* [Problem to solve]: Without skipping any entry, transcribe the data word for word.

(Dataset entries)
PR #5113, opened 2018-09-29
Fix #5112: A string of `, ` in an array should not be detected as an elision

### LINKED ISSUE #5112: Bug: string interpolation introduces invalid newline in nested object
There is a bug in how string interpolation in an object within an array are handled if they are followed by a comma. In short, the following issue should be self-explanatory.

### Input Code
```coffee
[
  foo: "#{x}, #{y}"
]
```

### Expected Behavior
```js
[
  {
    foo: `${x}, ${y}`
  }
];
```

### Current Behavior
```js
[
  {
    foo: `${x},
  ${y}`
  }
];
```

### Possible Solution
unkown, it seems that the parser misidentifiers the content of the string as part of an object?

### Context
the newline causes bugs in the following code

### Environment
coffeescript v2.3.2

GeoffreyBooth:
Fix #5112: A string of `, ` in an array should not be detected as an elision

### DIFF
--- a/lib/coffeescript/nodes.js
+++ b/lib/coffeescript/nodes.js
@@ -2469,10 +2469,10 @@
           return [this.makeCode('[]')];
         }
         o.indent += TAB;
-        fragmentIsElision = function(fragment) {
-          return fragmentsToText(fragment).trim() === ',';
+        fragmentIsElision = function([fragment]) {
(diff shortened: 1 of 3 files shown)


GeoffreyBooth:
@zdenko can you please review this? Elision was your addition I think.

zdenko:
@GeoffreyBooth LGTM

* [Reply to the exercise]:
PR #5113, opened 2018-09-29
Fix #5112: A string of `, ` in an array should not be detected as an elision

### LINKED ISSUE #5112: Bug: string interpolation introduces invalid newline in nested object
There is a bug in how string interpolation in an object within an array are handled if they are followed by a comma. In short, the following issue should be self-explanatory.

### Input Code
```coffee
[
  foo: "#{x}, #{y}"
]
```

### Expected Behavior
```js
[
  {
    foo: `${x}, ${y}`
  }
];
```

### Current Behavior
```js
[
  {
    foo: `${x},
  ${y}`
  }
];
```

### Possible Solution
unkown, it seems that the parser misidentifiers the content of the string as part of an object?

### Context
the newline causes bugs in the following code

### Environment
coffeescript v2.3.2

GeoffreyBooth:
Fix #5112: A string of `, ` in an array should not be detected as an elision

### DIFF
--- a/lib/coffeescript/nodes.js
+++ b/lib/coffeescript/nodes.js
@@ -2469,10 +2469,10 @@
           return [this.makeCode('[]')];
         }
         o.indent += TAB;
-        fragmentIsElision = function(fragment) {
-          return fragmentsToText(fragment).trim() === ',';
+        fragmentIsElision = function([fragment]) {
(diff shortened: 1 of 3 files shown)


GeoffreyBooth:
@zdenko can you please review this? Elision was your addition I think.

zdenko:
@GeoffreyBooth LGTM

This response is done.